Многие пытались распознать сокровенные намерения писателя (поскольку из текста им это было неясно), заглянуть в таинственные кладовые его сердца и совести, выдвинуть свои гипотезы – и, что удивительно, – все разные и взаимоисключающие. Эта разноголосица критиков из единой православной среды – симптом тревожный, свидетельствующий об отсутствии у людей одной веры общих духовных критериев и подлинного духовного родства. Можно было бы по принципу столь популярной ныне в неоправославных кругах формуле «В главном – единство, во второстепенном – свобода, во всём – любовь»[3], рождённой в лютеранстве – в среде так называемых «моравских братьев» и почти пятьсот лет настойчиво внедряемой в православное сознание по принципу «окон Овертона»[4], если бы оно не было катастрофически и однозначно чуждо этому сознанию и не привело бы к тому, что именуется экуменизмом и обновленчеством в Церкви. Крохотная, казалось бы, частица, равное атому высказывание, а последствия от его запуска были и продолжают быть – колоссальные по степени и обширности разрушений, сравнимые только с действием радиации, – духовной радиации.

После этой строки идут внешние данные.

Issue #1043, opened 2016-11-28
LoginController instantiated by default


ghillert:
Should only be instantiated when security is enabled

ghillert:
This could be an issue in Junit Tests that bootstrap a _Spring Cloud Data Flow_ application, e.g. in the case of a _Spring Initializr_ generated application. The work-around is to use **@SpringBootTest** instead of the deprecated **@SpringApplicationConfiguration** (Used by Spring Initializr):

```
@RunWith(SpringJUnit4ClassRunner.class)
@SpringBootTest(classes = Demo123Application.class)
public class DemApplicationTests {

	@Test
	public void contextLoads() {
	}

}
```

**Observation:**

It seems like there is some unintended Boot magic going on … despite security being off (From SCDF point of view), Spring Boot still generates an AuthenticationManager Bean - 

Therefore, add tests in order to test for the Boot Magic e.g. create test-cases to explicitly test for the non-existence of certain beans if security is disabled.

PR #1084, opened 2017-01-04
gh-1043 Ensure that the `LoginController` is only instantiated with enabled security

ghillert:
Resolves https://github.com/spring-cloud/spring-cloud-dataflow/issues/1043


spring-cloud-dataflow-server-core/src/main/java/org/springframework/cloud/dataflow/server/controller/security/LoginController.java
```diff
@@ -49,13 +63,4 @@ public String authorize(
 		return session.getId();
 	}
 
-	@RequestMapping("/admin-ui/")
```
markpollack: Why remove these two?

ghillert: Hangover from Spring XD days ... we now have `/dashboard` handled in class `UiController`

Тимофей давно уже намеревался разобраться для себя с этим высказыванием, поскольку в последние годы эта лукавая максима действительно вошла, ловко и незаметно, как нечто само собой разумеющееся, в практику церковной жизни: она вдруг зазвучала в проповедях крупнейших церковных иерархов, её стали повторять на церковных совещаниях, чуть ли над алтарями надписывать в некоторых храмах и соборах как духовный девиз, выставлять в качестве идеологической «шапки» и духовного кредо на церковных сайтах, как, например, на сайте известного Князь-Владимирского собора в Санкт-Петербурге…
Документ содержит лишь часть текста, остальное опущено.